Some malicious third party could bid for an expensive iPad, pay using my paypal, change the delivery address to someone convenient for the criminal, and I'm out £1000. And if he changes my Ebay password, I can't even get back into Ebay. And if I complain to Ebay, they'd say, what, you gave your password willingly? Not our problem, chum.

I would guess that the majority of companies offering this service are scrupulously honest, but I have no idea how you would distinguish the sheep from the foxes.

There's software that I could get to run on my computer, so my password stays under my control ... or does it? How do I know what that software actually does without telling me ... a quick email to a criminal consortium is easy to slip in, and there's my password gone.

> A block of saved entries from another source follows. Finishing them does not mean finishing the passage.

PR #182, opened 2019-10-19
write from DataChunkIterators all at once

ajtritt:
## Motivation

DataChunkIterators get read/written one at a time. This modification causes DataChunkIterators to be exhausted in a round-robin fashion, allowing DataChunkIterators to be read/written "in parallel"

## How to test the behavior?
```
```

### DIFF
--- a/src/hdmf/backends/hdf5/h5tools.py
+++ b/src/hdmf/backends/hdf5/h5tools.py
@@ -69,7 +69,7 @@ class HDF5IO(HDMFIO):
         self.__built = dict()       # keep track of which files have been read
         self.__read = dict()        # keep track of each builder for each dataset/group/link
         self.__ref_queue = deque()  # a queue of the references that need to be added
-        self.__dci_queue = dequeu()       # a queue of DataChunkIterators that need to be exhausted
+        self.__dci_queue = deque()       # a queue of DataChunkIterators that need to be exhausted
         ObjectMapper.no_convert(Dataset)
 
     @property
@@ -500,9 +500,9 @@ class HDF5IO(HDMFIO):
     def write_builder(self, **kwargs):
         f_builder, link_data = getargs('builder', 'link_data', kwargs)
         for name, gbldr in f_builder.groups.items():
-            self.write_group(self.__file, gbldr)
+            self.write_group(self.__file, gbldr, exhaust_dci=False)
         for name, dbldr in f_builder.datasets.items():
-            self.write_dataset(self.__file, dbldr, link_data)
+            self.write_dataset(self.__file, dbldr, link_data, exhaust_dci=False)
         for name, lbldr in f_builder.links.items():
             self.write_link(self.__file, lbldr)
         self.set_attributes(self.__file, f_builder.attributes)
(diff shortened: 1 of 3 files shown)


oruebel (commented):
Yes, I believe that should do the trick

src/hdmf/backends/hdf5/h5tools.py
```diff
@@ -69,6 +69,7 @@ def __init__(self, **kwargs):
         self.__built = dict()       # keep track of which files have been read
         self.__read = dict()        # keep track of each builder for each dataset/group/link
         self.__ref_queue = deque()  # a queue of the references that need to be added
+        self.__dci_queue = dequeu()       # a queue of DataChunkIterators that need to be exhausted
```
```suggestion
        self.__dci_queue = deque()       # a queue of DataChunkIterators that need to be exhausted
```

rly (changes requested):
Can you add a test of this?

src/hdmf/backends/hdf5/h5tools.py
```diff
@@ -943,6 +974,29 @@ def __chunked_iter_fill__(cls, parent, name, data, options=None):
                 dset.resize(new_shape)
             # Process and write the data
             dset[chunk_i.selection] = chunk_i.data
+        except StopIteration:
+            return False
+        return True
+
+    @classmethod
+    def __chunked_iter_fill__(cls, parent, name, data, options=None):
```
rly, line 989: Should this function be called somewhere? As far as I can see, it is not called anywhere, and could just be removed. But perhaps it should be called if exhaust_dci is false (line 875)?

ajtritt: I originally took it out, but put it back for backward compatibility.

rly: Ok. Can you add a comment saying this is currently unused? Or remove it? Since it is a private function, I don't think it is needed for backwards compatibility. All of the tests of this function would have to be change though.

ajtritt: It’s not private. Double underscores on one side makes it private. Double underscores on both sides makes it public. I want to keep it around so we still have a function for exhausting a DataChunkIterator

oruebel: Ultimately, I think it may be useful to have this configurable, i.e., be able to switch behavior via a flag to either do it round-robin or exhaust one-at-a-time. If you need to merge this, then I think it's fine to do that in a separate issue/pr.

ajtritt: That was the intention of the exhaust_dci argument of write_dataset

rly (dismissed):

oruebel (dismissed):

tests/unit/test_io_hdf5_h5tools.py
```diff
@@ -265,6 +265,22 @@ def test_write_dataset_iterable_multidimensional_array(self):
...
+        b = np.arange(30, 60).reshape(5, 2, 3)
+        aiter = iter(a)
+        biter = iter(b)
+        daiter1 = DataChunkIterator.from_iterable(aiter, buffer_size=2)
+        daiter2 = DataChunkIterator.from_iterable(biter, buffer_size=2)
+        builder = GroupBuilder("root")
+        builder.add_dataset('test_dataset1', daiter1, attributes={})
+        builder.add_dataset('test_dataset2', daiter2, attributes={})
+        self.io.write_builder(builder)
+        dset1 = self.f['test_dataset1']
```
oruebel, line 301: Should have this test be run twice, i.e., once fro  exhaust_dci=False and once with exhaust_dci=True?

ajtritt: Sure. Just added.

oruebel (approved):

So if I do any sniping, I'll do it manually; just wait for the last few seconds of the auction, and hit the "Bid" button.

Saturday 3 September 2016

Automated traffic shaping

Things were humming along nicely, and then everything slowed to a crawl. I checked, and I wasn't running out of memory (with 64 gigabytes in the server, I hadn't thought that was likely) and there wasn't a disk problem.

There's a handy utility called "iftop" that tells you where your bandwidth is going, and investigation revealed that one user was hogging about half the bandwidth. So, I thought, let's throttle him.

My first thought was to do it at the firewall, but web searches revealed that this wasn't going to be easy, and possibly not even possible. So then I thought about Apache's mod_bandwidth", but that doesn't work on a per-user basis. Which left only one possibility - doing it at the linux level.

More googling turned up this. I tried it out and it worked. So that became the basis for my solution.

My first attempt was to use iftop to monitor the situation, and cut and past the offending IP to a bash script. OK, that's put a temporary plaster on the situation, but I need something that's ongoing and automated. I couldn't see a way to make iftop output a single snapshot to a file, and I searched the web for a tool that might do it. I found a couple of dozen things that might have been the answer ... but weren't.

Then I thought - OK, I have to write my own. and that was surprisingly easy. I used tcpdump to capture 10000 packets to a file, then a small perl script to read that file, cumulate the packet lengths for each IP, and print out the addresses of any IPs that went over 5 megabits. I tested that, and it worked.

So then I blended the shell script with my perl program, tested it, and put it in a cron to run every five minutes.